Memoirs of a Gas Station: A Delightfully Awkward Journey Across the Alaskan Tundra by Sam Neumann


In this travel memoir, Sam Neumann tells the story of how he arrived in Denali, Alaska one day as a college student with a smile and a great sense of adventure. Less than 24 hours later, he was standing behind the counter of a filthy gas station. With satire and sarcasm, Neumann details the best, the worst, and the most awkward summer of his life working at this gas station at the edge of the breathtaking Denali National Park.

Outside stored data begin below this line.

PR #3679, opened 2019-08-02
Answer how Weave Net works

dholbach:
Actually Bryan answered it, when a reader of our website asked.


dholbach:
Not sure why the smoke test fails...

bboreham:
Rebased to 2.5 branch, so the doc update will go out straight away

PR #3708, opened 2019-10-09
Handle range wrap-around when checking for allocations

### LINKED ISSUE #3693: IPAM ring inconsistency reconcilliation fails when range crosses zero
E.g. at https://circleci.com/gh/weaveworks/weave/12331
https://circleci.com/gh/weaveworks/weave/12345
https://circleci.com/gh/weaveworks/weave/12377

It doesn't seem to say where it's failing:

```
>>> Running /home/circleci/src/github.com/weaveworks/weave/test/191_create_bridge_2_test.sh on [test-12331-0-3.us-central1-a.weave-net test-12331-0-4.us-central1-a.weave-net]
>>> Test /home/circleci/src/github.com/weaveworks/weave/test/191_create_bridge_2_test.sh finished after 33.9 secs with error: exit status 1
Re-create bridge after restart
f66a1219fda5e35241da6aa8e2771b6f0f5876e52a8be913970e82aff7a70202
fc08a2df8e7f6a43c9b9769aec5fde74993524eb5bce3f15c8fbc27c7083b71b
ac55848b4c8b317f2179ba0a9b0364d8e9480bf04d0164df52b9a559c0347b99
d2474e5825ccd172f8ad6e2814cc87594cf725dc90ec96567f13e710b393ff5a
05234413fec5275bc5e1279bcc19d67b2b82e77f8b8da5139cd9912345edcb7b
10.32.0.2
fcf6c0c74d838a0aae215c2b70c9f241ee19c0cf6aaa324d26fb6f84a334e817
10.32.0.1
```

Looks like it happens after the `expose`.

bboreham:
Fixes #3693 

`Ring` wraps around at zero but `Space` doesn't know about this, so we have to normalise ranges coming out of `Ring`.  In turn we may need to split one range into two, across the end of the `Ring`.

The unit tests passed because they are calling `distance` inside the Ring package, which understands the wrap-around.  We may want to make them more realistic, maybe move up to `ipam` package.

Also log the event when we do accept another peer's token, since that should be a rare event, and it's important if we've made a mistake.

### DIFF
--- a/ipam/allocator.go
+++ b/ipam/allocator.go
@@ -814,8 +814,14 @@ func (alloc *Allocator) sendRingUpdate(dest mesh.PeerName) {
 	alloc.gossip.GossipUnicast(dest, msg)
 }
 
-func (alloc *Allocator) checkRangeHasAllocations(r address.Range) bool {
-	return alloc.space.NumFreeAddressesInRange(r) != r.Size()
+func (alloc *Allocator) hasAllocations(rs []address.Range) bool {
+	for _, r := range rs {
+		alloc.debugf("hasAllocations: %v %v vs %v", r, alloc.space.NumFreeAddressesInRange(r), r.Size())
+		if alloc.space.NumFreeAddressesInRange(r) != r.Size() {
+			return true
+		}
+	}
+	return false
 }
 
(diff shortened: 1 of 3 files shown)


murali-reddy:
LGTM

PR #3711, opened 2019-10-10
Reduce time test script waits for IPs to be reclaimed

bboreham:
Now we have a callback when a node is removed, there should be no reason to wait 90 seconds.

The reclaim does wait up to 5 seconds before starting, so allowing 10 seconds in the script should be sufficient.

(I'm puzzled that #3399 put the timeout _up_)


bboreham:
Included in #3716

PR #3714, opened 2019-10-11
Lint cleanup

bboreham:
I ran golangci-lint and it pointed out a few things to clean up.

This isn't all of them, but nothing in the remaining set looked either important or easy.


bboreham:
Looks like the http changes have broken some smoke-tests.

PR #3715, opened 2019-10-11
Update weaveworks/mesh to v0.3

bboreham:
This release has a number of changes to defer updates by up to one second, to reduce the cpu usage of route recalculation and reduce network bandwith for topology updates.

The effect is it behaves much better on networks of over 100 nodes.

### DIFF
--- a/Gopkg.lock
+++ b/Gopkg.lock
@@ -686,12 +686,12 @@
   revision = "6b0aa22550d9325eb8f43418185859e13dc0de1d"
 
 [[projects]]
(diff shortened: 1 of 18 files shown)


murali-reddy:
LGTM.

Tested on 200 node cluster. When scaling up the cluster to 200 nodes all weave-net pods connections gets `established` and `fastdp` is used. But on testing the worst-case scenarios of deleting all weave-net pod or delete and re-install the weave-net ds does not result in all the weave-net pod getting established fully. But that can be addressed seperatley.

PR #3720, opened 2019-10-16
Update Prometheus client lib and switch to default metrics

bboreham:
There were some changes in the API for 1.1.0, so just drop our unique set-up and use the default.

In particular this means weaver will start reporting Go metrics such as heap size.


bboreham:
Subsumed into #3838

PR #3725, opened 2019-10-25
Retry IP allocator claims

bboreham:
Test 320 has been failing consistently in CI, because an IP address claim fails on first attempt.
Probably this is because topology gossip has been slowed down.

This PR allows claims to be retried a few times before giving up.

Also add the error message why an IP claim is denied, if we have one, to make troubleshooting easier.


murali-reddy:
LGTM

PR #3729, opened 2019-11-01
Remove the need for a third host in test 320

bboreham:
This was necessary when we didn't have ipam persistence, as the comment said "to remember the IPAM CRDT when we stop host2". 

But we have persistence to hold the CRDT so we don't need host3.

Rename the test so the test runner only gives it 2 hosts.


murali-reddy:
LGTM

PR #794, opened 2021-02-04
Implement Query->addWhere() Date support 

jennph:
Update Remote Query->addWhere()
Add PhpUnit Test for Query->where()
Update Readme to give date filtering example

--------------------------

'Date' is an optimised filtering parameter for several Xero Accounting models (e.g. [Invoices](https://developer.xero.com/documentation/api/invoices#optimised-parameters)), but

`$xero->load(Invoice::class)->where('Date', 'DateTime(2020,11,25)') `

fails with a Fatal Error:

`Fatal Error: Uncaught XeroPHP\Remote\Exception\BadRequestException: Operator '==' incompatible with operand types 'DateTime?' and 'String' ()`

This pull request updates the Remote Query addWhere function to recognise 'DateTime(...)' as a second parameter, and format it without enclosing quotes.

The addWhere function already has special cases to handle ints, floats, boolean values, and guids, so this is a two line change following the same format.

It also adds a unit test and updates the readme to give valid Date filtering examples.

**Additional Information**

Query has three date related functions: date(DateTime dt), fromDate(DateTime dt), toDate(DateTime dt)

These add parameters directly to the rest query url, rather than into the where clause of the url.
These parameters are not used in the 2.0 api for the Accounting Models that I have used. Invoice and Contact queries use date parameters within their where filters.

### DIFF
--- a/README.md
+++ b/README.md
@@ -142,7 +142,7 @@ Search for objects meeting certain criteria
 $xero->load(Invoice::class)
     ->where('Status', Invoice::INVOICE_STATUS_AUTHORISED)
     ->where('Type', Invoice::INVOICE_TYPE_ACCREC)
-    ->where('Date'), 'DateTime(2020,11,25)'
+    ->where('Date', 'DateTime(2020,11,25)')
     ->execute();
 
 $xero->load(Invoice::class)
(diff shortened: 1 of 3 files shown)


calcinai:
Looks great, thanks.  One improvement I could see would be to make the where clause just accept a DateTime object, and remove the need for the regular expression etc.

Issue #797, opened 2021-03-15
empty(XeroPHP\Remote\Collection) always returns false


edegaudenzi:
Empty \ArrayObject(s) are not evaluated correctly by PHP empty() method:
E.g.
`$arr = new \ArrayObject();`
`var_export(empty($arr));`

&#35; false, but the human would expect true.

PR #798, opened 2021-03-15
#797 implemented the XeroPHP\Remote\Collection::empty() method

edegaudenzi:
This solved #797

### DIFF
--- a/src/XeroPHP/Remote/Collection.php
+++ b/src/XeroPHP/Remote/Collection.php
@@ -18,6 +18,16 @@ class Collection extends \ArrayObject
     }
 
     /**
+     * Return whether or not the Collection is 0
+     *
+     * @return bool
+     */
+    public function empty()
+    {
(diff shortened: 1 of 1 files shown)


src/XeroPHP/Remote/Collection.php
```diff
@@ -17,6 +17,16 @@ public function addAssociatedObject($parent_property, Model $object)
...
     }
 
+    /**
+     * Return whether or not the Collection is 0
+     *
+     * @return bool
+     */
+    public function empty()
+    {
+        return !sizeof($this);
```
calcinai, line 27: Could you please consider using `count()` instead (`sizeof()` is an alias of `count()` and can be ambiguous due to its behaviour in other c-based languages)

edegaudenzi: Sure! Going to do that.

PR #808, opened 2021-06-28
Adding default_content_type config value

matthewswain:
This PR adds a new item to `$_config_defaults`, to allow users of the library to override the default content type (`text/xml`) used for `Accept` header on HTTP requests.

This might seem like an odd request because the library handles parsing of responses, but until recently the Xero API returned JSON for many calls even when sending requests with `Accept: text/xml` meaning that where we previously consumed JSON we're now consuming XML.


calcinai:
Makes sense (the change, not Xero's behaviour)

Thanks!

PR #809, opened 2021-06-29
Fix use of config array when accessing default_content_type value

matthewswain:
This PR fixes a bug introduced in #808 where the Application config was accessed incorrectly.


calcinai:
@matthewswain thanks. I probably should have picked that up..

PR #812, opened 2021-07-15
Add "Details" for Payment when used as a BatchPayment

mogilvie:
For consideration, 

Batch payment files are created with a user defined "Details" text where the Xero user can enter a message to transmit with payment for display on the recipients bank statement.

image

https://developer.xero.com/documentation/api/accounting/batchpayments#get-batchpayments

image


calcinai:
Thanks Mark

PR #826, opened 2021-09-27
Initialise all properties when a new model is constructed

### LINKED ISSUE #652: Getters throw exception if property is empty
Trying to develop something where I need to update the PayTemplate of an Employee in PayrollAU. 

If the employee doesn't have a PayTemplate set already, calling getPayTemplate throws an Exception "Undefined index: PayTemplate". I assume this would happen with other properties as well.

**Possible Solutions:**
Set array properties to an empty array on initialisation of the object
Return the array property, or a new empty array
Add "hasX" methods that return a boolean, e.g. $employee->hasPayTemplate()

glennschmidt:
Set collection properties to an empty collection, other properties to null.
Prevents an ‘Undefined index’ notice when calling getters.

I've addressed this via the constructor of the base model class, so it doesn't matter if some of the getters already check for  `isset` and others don't. Let me know if you think this approach will do the job, or if it will create other issues.

Resolves #652

### DIFF
--- a/src/XeroPHP/Remote/Model.php
+++ b/src/XeroPHP/Remote/Model.php
@@ -76,6 +76,14 @@ abstract class Model implements ObjectInterface, \JsonSerializable, \ArrayAccess
         $this->_dirty = [];
         $this->_data = [];
         $this->_associated_objects = [];
+
+        foreach (static::getProperties() as $property => $meta) {
+            if ($meta[self::KEY_IS_ARRAY]) {
+                $this->_data[$property] = new Collection();
+            } else {
+                $this->_data[$property] = null;
+            }
+        }
     }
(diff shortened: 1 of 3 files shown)


Healyhatman:
The problem is when you send the data to Xero, for some endpoints if a property is missing it ignores it, but if a property is NULL, it might delete it or otherwise perform an unwanted update. For example if all the properties are initialised to null and you update an Employee, any attributes not specified will be deleted.

glennschmidt:
I thought that's why we have the `$_dirty` list. Doesn't it only send properties that have been explictly set (marked as dirty)?

calcinai:
@glennschmidt exactly.  I think this should be fine

PR #837, opened 2021-12-16
Additional get/set methods for TrackingCategory and Payment.

hillsinfoodle:
First attempt at a pull request, open to alternative solutions, we require access to these properties and may just be doing things incorrectly, but seems possible these just were not required by anyone earlier so not added.


calcinai:
thanks @hillsinfoodle

PR #844, opened 2022-02-02
feat: Support subscriptions

### LINKED ISSUE #843: Fully Support SUBSCRIPTION webhooks
It would be nice to support subscription webhooks. Of course xero-php handles it by default, but some methods do not include it, for example:

- `Event#getEventClass()` - Only returns contact or invoice

There might be others too, but i've only noticed the above

ebebbington:
Closes #843 

I've done everything I can, so feel free to make your own comments, for example where to place these new files (I just placed them in `Models` for the time being).

Would be great to see this get passed, so my team can start utilising it for a project as opposed to adding this support ourselves into our own projects codebase

### DIFF
--- a/src/XeroPHP/Models/Plan.php
+++ b/src/XeroPHP/Models/Plan.php
@@ -1,0 +1,109 @@
+<?php
+
+namespace XeroPHP\Models;
+
+use XeroPHP\Remote\Model;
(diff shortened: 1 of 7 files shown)


calcinai:
Looks great @ebebbington, thanks

Issue #840, opened 2022-01-20
PHP 8.1 - Return type issues


jsandfordhughes:
I am using this package with PHP 8.1 and while everything works correctly there are a few warnings that popup for interface compatibility.

The ones I have seen are the following:

`Return type of XeroPHP\Remote\Model::jsonSerialize() should either be compatible with JsonSerializable::jsonSerialize(): mixed` 
`Return type of XeroPHP\Remote\Model::offsetExists($offset) should either be compatible with ArrayAccess::offsetExists(mixed $offset): bool`
`Return type of XeroPHP\Remote\Model::offsetGet($offset) should either be compatible with ArrayAccess::offsetGet(mixed $offset): mixed`
`Return type of XeroPHP\Remote\Model::offsetSet($offset, $value) should either be compatible with ArrayAccess::offsetSet(mixed $offset, mixed $value): void`
`Return type of XeroPHP\Remote\Model::offsetUnset($offset) should either be compatible with ArrayAccess::offsetUnset(mixed $offset): void`

Happy to do a PR for these if nothing is in the pipeline?

calcinai:
Yeah that would be great, thanks!

PR #848, opened 2022-03-21
PHP 8.1 support

p4veI:
Hello

In this MR I'm addressing Issue #840 & Switching required php version to 8.0 (7.4 support ends this year, would be nice to move on)

WDYT?

### DIFF
--- a/composer.json
+++ b/composer.json
@@ -5,7 +5,7 @@
   "homepage": "https://github.com/calcinai/xero-php",
   "license": "MIT",
   "require": {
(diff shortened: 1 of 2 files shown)


p4veI:
On second thought adding `#[\ReturnTypeWillChange]` on the methods that produce warnings in php 8.1 will not cause any BCs and can be added safely with support for older php releases. Updated.

calcinai:
@p4veI you're right, probably safer for now!

PR #849, opened 2022-04-15
Add Company Number as a field to the contact

webstik1811:


calcinai:
This is done in #850 sorry.

PR #333, opened 2022-07-03
feat(irc): attempt SASL login with fallback to nickserv

slingamn:
I also tried updating the integration test config to be closer to Ergo's `default.yaml`. I couldn't figure out how to actually run the integration tests.

Anyway, if this works out for you then I think I'll release the current irc-go master branch as v0.2.0.


ludviglundgren:
Appreciate the PR a lot! Did some additional work on it to cleanup and refactor a bit how the code flows and listen to the proper events then do next thing if needed etc.

ludviglundgren (approved):

PR #334, opened 2022-07-03
feat(macros): expose parsed dates from rls string

KyleSanderson:


ludviglundgren:
Like we discussed before it would make more sense to change the variables for Year, Month and Day to CurrentYear, CurrentMonth and CurrentDay but that would be a breaking change. But other than you I'm not sure how many actually use it.

v1.0.0 is getting near so technically following semver that would be fine.

What do you think?

ludviglundgren (approved):
I made the change to add the `Current` prefix to `Year, Month, Day, Hour. Minute, Second`.

This is a breaking change. v1.0.0 soon 🚀

Issue #349, opened 2022-07-10
watch dir action dont create folders


DerUntote:
Iam using rutorrent for downloading my files and want to use the autolabel feature, which works with subdirs in the watchfolder

Currently, i get errors, cause of "watch dir" action doesn't create folders on its way to place the torrent file.

Can we have this please as an option or forced?

ludviglundgren:
Hi! That should likely be taken care of. Does that plugin create deeply nested structures or is it just subdirs in the main download dir?

Does it save to say `movies`? If so just create the directories yourself to start with.

DerUntote:
https://github.com/DerUntote/autobrr
I added what I meant to my own fork. Thanks for sharing your work so we can extend our needs ourselves :)

ludviglundgren:
Oh nice, well in that case let's get that into here as well! 😄

DerUntote:
made a pull request ;)

PR #351, opened 2022-07-10
feat(actions): watch dir create folder if not exists

DerUntote:
https://github.com/autobrr/autobrr/issues/349

Iam no Go developer, please review

### DIFF
--- a/internal/action/run.go
+++ b/internal/action/run.go
@@ -153,6 +153,12 @@ func (s *service) watchFolder(action domain.Action, release domain.Release) erro
 	_, tmpFileName := path.Split(release.TorrentTmpFile)
 	fullFileName := path.Join(watchFolderArgs, tmpFileName+".torrent")
 
+	// Create folder
+	err := os.MkdirAll(watchFolderArgs, os.ModePerm);
+	if err != nil {
+		return errors.Wrap(err, "could not create new folders %v", fullFileName)
+	}
+	
 	// Create new file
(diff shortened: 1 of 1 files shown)


ludviglundgren:
Have you tested it yourself? Looks simple enough 👍

ludviglundgren (approved):
We have similar code already for config dir. It will not do anything if already exists so that's great.

Thanks for your contribution 🥇

internal/action/run.go
```diff
@@ -153,6 +153,12 @@ func (s *service) watchFolder(action domain.Action, release domain.Release) erro
 	_, tmpFileName := path.Split(release.TorrentTmpFile)
 	fullFileName := path.Join(watchFolderArgs, tmpFileName+".torrent")
 
+	// Create folder
+	err := os.MkdirAll(watchFolderArgs, os.ModePerm);
```
ludviglundgren, line 157: You need to change it to `err =` to not reassign the err.

DerUntote: Can i add my fix to this pull request or do we need a new one?

DerUntote: why is it ok to use := in line 147 and also again in 163?

ludviglundgren: You can make a commit and push to your develop branch it this pr will update.

As to why - it's already been declared, and down on 163 we create two new variables so that's different. Not a great answer but that's how it is.

PR #378, opened 2022-07-27
Add multiarch build for ARM, ARM64 and AMD64

shapechecker:
Updated workflow to support mutilarch and configured ARM, ARM64 and AMD64 builds
Updated dockerfile to fix yarn timeout issue that was introduced with multiarch build


zze0s:
Hi! Thank you a lot for this!!

Just a shame it increases the build with more than 4x so will look into setting up my own runner and see if it makes a difference.

Will wait a bit with merge until tested things etc.

zze0s:
These buildx workflows with Node are stupid, considering it will build static files anyway. I'll try some more stuff like build the frontend directly with actions and then just inject that into a new Dockerfile.

zze0s (approved):
I think that's it. Last error is just the permissions because this is from a fork. Got it down from 30 minutes something, to now last run at 11 minutes. I'm fine with that.

I'll go ahead a merge this. 👍

PR #388, opened 2022-08-01
feat(torznab): add Jackett support

KyleSanderson:


KyleSanderson:
jackett now passes caps atleast, the other invocation I think is on get so it's patched there as well. Prowlarr (caps atleast) continues to function with the change.

zze0s (approved):
Made some changes
* Only add apikey if it exists (hopefully it's always there anyway)
* Remove the `X-API-Key` header since only Prowlarr support it
* Update test to reflect change

I left the code commented out if we ever go back to check.

Tested with both Prowlarr and Jackett with same working result 👍

Issue #389, opened 2022-08-01
Misleading feed refresh interval


KptCheeseWhiz:
Hello,

The refresh interval for the feed interface is misleading..

If we look at the code, it is adding the minutes to a ["*/%d * * * *" cron job interval](https://github.com/autobrr/autobrr/blob/develop/internal/feed/service.go#L277), so if you put a number that is not a multiple of 60, the job will also be executed at the start of the hour. 

As an example, if we put in 25 minutes, the job will be executed at [0, 25 and 50 minutes every hour.](https://crontab.guru/#*/25_*_*_*_*) which makes a 25-25-10 minutes interval.

Thank you :)

KyleSanderson:
hi - if you want to test you can try this image `ghcr.io/autobrr/autobrr:pr-390`. Based on feedback it will be merged in the coming days.

PR #390, opened 2022-08-01
fix(scheduler): use time as opposed to cron fields

KyleSanderson:
per https://github.com/autobrr/autobrr/issues/389 it seems to be a bit nutty right now where we're using cron fields to schedule work to be completed. This results not only in a thundering herd problem, but unexpected behaviour for people unfamiliar with the intricates of cron (and the specific flavour of implementation by the library owner).

This PR flips from fixed fields to use duration - it's completely untested and just from docs.

### DIFF
--- a/internal/feed/service.go
+++ b/internal/feed/service.go
@@ -13,6 +13,7 @@ import (
 
 	"github.com/dcarbone/zadapters/zstdlog"
 	"github.com/rs/zerolog"
+	"time"
 )
 
 type Service interface {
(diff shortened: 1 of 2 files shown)


KyleSanderson:
Testing now - we're now enforcing a minimum of 15m for feeds and I backed off the update check to 36 hours (day and a half) from every 6 hours.

zze0s (approved):
Great improvement and quickly done, thank you Kyle!

Closes #389

PR #395, opened 2022-08-02
fix(indexers): fix ptm regexp to make preGAP optional

ghostserverd:
`preGAP` is not always present in the feed for `pretome` so update the match regexp to make it optional.

### DIFF
--- a/internal/indexer/definitions/ptm.yaml
+++ b/internal/indexer/definitions/ptm.yaml
@@ -46,7 +46,9 @@ parse:
     - test:
         - "tehFire: [Applications|Windows] Chen went to the Mall :: preGAP: 1m and 32s :: https://pretome.info/details.php?id=696969"
         - "[Movies|x264] Orlando.Bloom.Had.A.Cow-ze0s :: preGAP: P2P source :: https://pretome.info/details.php?id=646321"
-      pattern: '\[([^\]]+)\] ([^:]+) :: [^:]+.*(https?\:\/\/[^\/]+).*id=(\d+)'
+        - "tehFIRE: [TV|XviD] Royal.Institution.Christmas.Lectures.2009.Part2.WS.PDTV.XviD-WATERS :: preGAP: 1m and 9s :: https://pretome.info/details.php?id=127107"
+        - "tehFIRE: [TV|x264] Newsreaders.S01E05.HDTV.x264-2HD https://pretome.info/details.php?id=333951"
+      pattern: '\[([^\]]+)\] ([^:]+)(?: :: [^:]+:.* :: )?(https?\:\/\/[^\/]+).*id=(\d+)'
       vars:
         - category
         - torrentName


KyleSanderson (approved):
thank you very much

ghostserverd:
Is there anything I can do here to fix the Docker build failure? Kind of looks like it might just be a permission issue.

KyleSanderson:
> Is there anything I can do here to fix the Docker build failure? Kind of looks like it might just be a permission issue.

Yeah it's just permissions - nothing to do with your commit.

zze0s (approved):
Looks good 👍

I saw you had some edits on the parsing as well, like this https://github.com/autobrr/autobrr/commit/335f47e418a9697a95091e1c01b4a57b2d8e902f

Did the regex change fix so that wasn't necessary?

ghostserverd:
> Looks good 👍
> 
> I saw you had some edits on the parsing as well, like this [335f47e](https://github.com/autobrr/autobrr/commit/335f47e418a9697a95091e1c01b4a57b2d8e902f)
> 
> Did the regex change fix so that wasn't necessary?

I had originally implemented this as an additional `line` in the yaml file so it was necessary to support multiple lines (which that change should do). However, I cleaned up the regexp to remove that requirement.

I also wanted to make sure I understood why it had been implemented as it was (the commented out `//patternParsed := false`) before opening a PR, but I've been running with this change for a while now, and the logic is sound. Might as well have support for multiple `line`s since the `yaml` has it defined as a list.

I can add that change to this PR or open another one. Whatever's easier.

zze0s:
Thanks for the explanation 😄 

We actually already support multi-line but the syntax is a bit different. Take a look at [btn](https://github.com/autobrr/autobrr/blob/develop/internal/indexer/definitions/btn.yaml) and [tt](https://github.com/autobrr/autobrr/blob/develop/internal/indexer/definitions/trancetraffic.yaml)

As for the commented code, at this point I've forgotten why it's there 🤷 

Then I'll go ahead and merge this. Thanks for your contribution! ❤️

ghostserverd:
> Thanks for the explanation 😄
> 
> We actually already support multi-line but the syntax is a bit different. Take a look at [btn](https://github.com/autobrr/autobrr/blob/develop/internal/indexer/definitions/btn.yaml) and [tt](https://github.com/autobrr/autobrr/blob/develop/internal/indexer/definitions/trancetraffic.yaml)
> 
> As for the commented code, at this point I've forgotten why it's there 🤷
> 
> Then I'll go ahead and merge this. Thanks for your contribution! ❤️

I think the issue with the current implementation is that if the first pattern fails to match, none of the other patterns will be checked because it `break`s if `!match`. 

https://github.com/autobrr/autobrr/blob/develop/internal/announce/announce.go#L90

I believe we would want it to continue so it checks subsequent `lines` and only break once it finds a successful match. Which is what my other change does. Unless maybe designating it as `multi` sends it down a different code path somewhere? I'll open a PR for discussion.

Thanks for this fantastic tool! It's so much better than a autodl-irssi setup, and I think even better than trackarr. 🎉

ghostserverd:
Oh wait, is multi-line support specifically to support a release message that's multiple lines, not to support multiple different possible regexp's for a given indexer's release messages? I think I didn't fully grasp what it's meant to be used for.

If that's the case, it's clearer now to me why it would be implemented to break if the first line does not match.

Although it does seem like it might be nice to support multiple different regexp's even if the indexer's release message is only a single line. It would allow for more targeted (and I'd argue probably more readable and less error-prone) regexp's instead of having to have one that supports all possible formats.

Anyway that's probably a discussion for a different thread. Sorry for cluttering this PR!

KyleSanderson:
> Oh wait, is multi-line support specifically to support a release message that's multiple lines, not to support multiple different possible regexp's for a given indexer's release messages? I think I didn't fully grasp what it's meant to be used for.
> 
> If that's the case, it's clearer now to me why it would be implemented to break if the first line does not match.
> 
> Although it does seem like it might be nice to support multiple different regexp's even if the indexer's release message is only a single line. It would allow for more targeted (and I'd argue probably more readable and less error-prone) regexp's instead of having to have one that supports all possible formats.
> 
> Anyway that's probably a discussion for a different thread. Sorry for cluttering this PR!

All conversation is welcome. Feel free to hit me or others on Discord if it can be improved.

PR #398, opened 2022-08-04
fix(irc): locks + disconnect + nickserv

KyleSanderson:


zze0s:
Closed in favor for #399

Gnarr: How I Became the Mayor of a Large City in Iceland and Changed the World by Jon Gnarr


In the midst of Iceland’s financial collapse in 2009, Icelandic comedian Jon Gnarr founded the Best Party in 2009 to satirize his country’s political system. He promised to get the dinosaurs from Jurassic Park into downtown parks, offered free towels at public swimming pools, and vowed to break each one of his campaign promises. When his campaign to become the Mayor of Iceland’s capital strangely started succeeding, he found himself meeting international leaders and making serious changes in his country. From a funny radio show host to the Mayor of a European capital, Jon Gnarr candidly tells his story of how it all happened.

A House in the Sky: A Memoir by Amanda Lindhout & Sara Corbett


Amanda Lindhout grew up in a violent household from which she escaped by flipping through endless issues of National Geographic and imagining herself in exotic places. At 19, she saved her waitressing tips to live out her childhood dream. She went on a long backpacking journey through Latin America, Laos, Bangladesh, India, Sudan, Syria, and Pakistan. In 2008, she was kidnapped and held hostage for 460 days. She would visit “the house in the sky,” an imaginary place where she stored the memories of her travels to survive her captivity.

What I was Doing While You Were Breeding by Kristin Newman


Kristin Newman wanted an escape from her fast-paced job as a sitcom writer as well as her friends, all of whom had settled down and were having babies. So she decided to travel the world, mostly alone, for many weeks each year in search of the art of “vacationship.” In this memoir, Newman writes about her many romantic adventures with attractive locals from around the world, all of whom provided an emotional connection, but did not tamper with her sense of freedom. From Israeli bartenders to Finnish poker players to Argentinian priests, Newman uses candid reflection, humor, sexiness, and inspiring language to tell her story.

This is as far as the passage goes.